Congrats on the new bike... nice choice!! :thumbsup:

I've seen the color scheme on Spec's website, but it would be nice to see one posted from a member here.

Kudo's to your LBS for taking the time to get your sizing right. And you're right, proportions matter more than height or inseam alone.

When it comes time to shop for pedals systems, I agree that it's important to work with LBS's, discussing the options and trying the shoes on. Once the system is chosen, you'll need the LBS's assistance in cleat set up, so you may want to continue to work with the (seemingly) reputable LBS where the bike was purchased. 

Ride often, ride safe, and remember to post pics come Wednesday!


----------



## jeeper006 (May 10, 2010)

keep us updated on the roubiax!!! im lookin to buy that exact bike in a couple months. I was confused as to which one to get for while also. Im coming from a 2010 allez sport, but i think for my casual, fiteness riding the roubiax will be a better bet. Im never going to race so the tarmac would probably be a little overkill for me.


----------



## PJ352 (Dec 5, 2007)

jeeper006 said:


> keep us updated on the roubiax!!! im lookin to buy that exact bike in a couple months. I was confused as to which one to get for while also. Im coming from a 2010 allez sport, but i think for my casual, fiteness riding the roubiax will be a better bet. *Im never going to race so the tarmac would probably be a little overkill for me*.


I don't race and ride a Tarmac. Nothing wrong with Roubaix's (or similar bikes with relaxed geo), but I prefer the quicker handling of the Tarmac. I suggest giving both test rides before deciding.


----------



## jeeper006 (May 10, 2010)

i wonder how differet these two bike REALLY ARE?? i like the handling of my allez, i like how i can zip in and out of turns, i wonder how much different the roubiax and tarmac will be from the allez's handling. im sure obviously acceleration will be increased due to the lighter frame.


----------



## PJ352 (Dec 5, 2007)

jeeper006 said:


> i wonder how differet these two bike REALLY ARE?? i like the handling of my allez, i like how i can zip in and out of turns, i wonder how much different the roubiax and tarmac will be from the allez's handling. im sure obviously acceleration will be increased due to the lighter frame.

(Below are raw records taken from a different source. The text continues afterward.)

PR #1112, opened 2023-02-24
fix: update semantic scores based on dataclass fields of query

violenil:
Previously, when defining semantic scores, one could not define query fields with arbitrary names. The API only accepted semantic scores defined with query fields `'text_0', 'text_1' ...` and `'image_0', 'image_1' ...`. However, the query field in the semantic scores should be allowed to be any string name, as long as it is **consistent** with the name defined in the `'name'` of the query. For example, one would expect that the following snippet works with query field name `'my_query_text'`:

```
import requests

HOST = "<my_host_url>"

request_body = {
    'query': [{'name':'my_query_text', 'modality': 'text', 'value': 'test'}],
    'semantic_scores': [('my_query_text', 'label', 'encoderclip', 1.0)]
 }

response = requests.post('{HOST}/api/v1/search-app/search', json=request_body)
print(response.status_code)
print(response.content)
```

This PR fixes this issue and allows arbitrary query field naming, by mapping this query field name back to the dataclass field that is created for the query document.

Successful customer deployment:
Screenshot 2023-02-24 at 15 09 49

---

- [x] Added a test

### DIFF
--- a/tests/integration/offline_flow/test_offline_flow.py
+++ b/tests/integration/offline_flow/test_offline_flow.py
@@ -6,19 +6,10 @@ from docarray.typing import Image, Text
 from tests.integration.offline_flow.flow import OfflineFlow
 
 from now.executor.gateway.bff.app.v1.models.search import SearchRequestModel
-from now.executor.gateway.bff.app.v1.routers.search import search
 from now.now_dataclasses import UserInput
 
 
-@pytest.mark.asyncio
-async def test_docarray(
-    monkeypatch, setup_service_running, random_index_name, multi_modal_data
-):
-    """
-    Test all executors and bff together without creating a flow.
-    The Clip Encoder is mocked because it is an external executor.
-    Also, the network call for the bff is monkey patched.
-    """
+def get_user_input():
     user_input = UserInput()
     user_input.index_fields = ['product_title', 'product_description', 'product_image']
     user_input.field_names_to_dataclass_fields = {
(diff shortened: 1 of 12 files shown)


joschkabraun (approved):
LGTM

tests/integration/offline_flow/test_offline_flow.py
```diff
@@ -34,6 +34,7 @@ async def test_docarray(
     search_result = await search(
         SearchRequestModel(
             query=[{'name': 'text', 'value': 'girl on motorbike', 'modality': 'text'}],
+            semantic_scores=[('text', 'product_title', 'encoderclip', 1.0)],
```
Tanguyabel, line 37: Wouldn't it make sense to create another test with semantic scores, rather than updating this one?

violenil: There is a unit test for the bff for testing semantic scores [here](https://github.com/jina-ai/now/blob/main/tests/unit/bff/v1/routers/test_search.py#L110) but it did not fail on this edge case, probably because the problem is related to the indexer not being able to handle the semantic scores.

What might help is to add the semantic scores to other integration tests that run full deployments. I can make this change.

Tanguyabel: Sounds good to me. In addition, we should ensure that `client_with_mocked_jina_client` in `bff/conftest.py` can support semantic scores as well.

Tanguyabel (approved):
looks good to me!

violenil:
After changes in bff and playground, customer deployment still working:
Screenshot 2023-03-01 at 23 59 14

makram93 (approved):

PR #1120, opened 2023-02-27
cost: autoscaling for suggestion executor and gateway

IyadhKhalfallah:
---

- [ ] Added a test


azayz (approved):

now/constants.py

If you like the Allez's handling, you should definitely try the Tarmac. Better yet, Tarmac and Roubaix back to back with similar tire pressures. 

As far as quicker acceleration due to less weight, negligible IME. 

Just a FYI, this years Allez now shares the Tarmac's geo.


----------



## ucsb2002 (Sep 15, 2010)

jeeper006 said:


> i wonder how differet these two bike REALLY ARE?? i like the handling of my allez, i like how i can zip in and out of turns, i wonder how much different the roubiax and tarmac will be from the allez's handling. im sure obviously acceleration will be increased due to the lighter frame.


I thought the two models were very different. The Tarmac was a lot more ridged and twitchy. But this is good if you want a more aggressive and responsive feel.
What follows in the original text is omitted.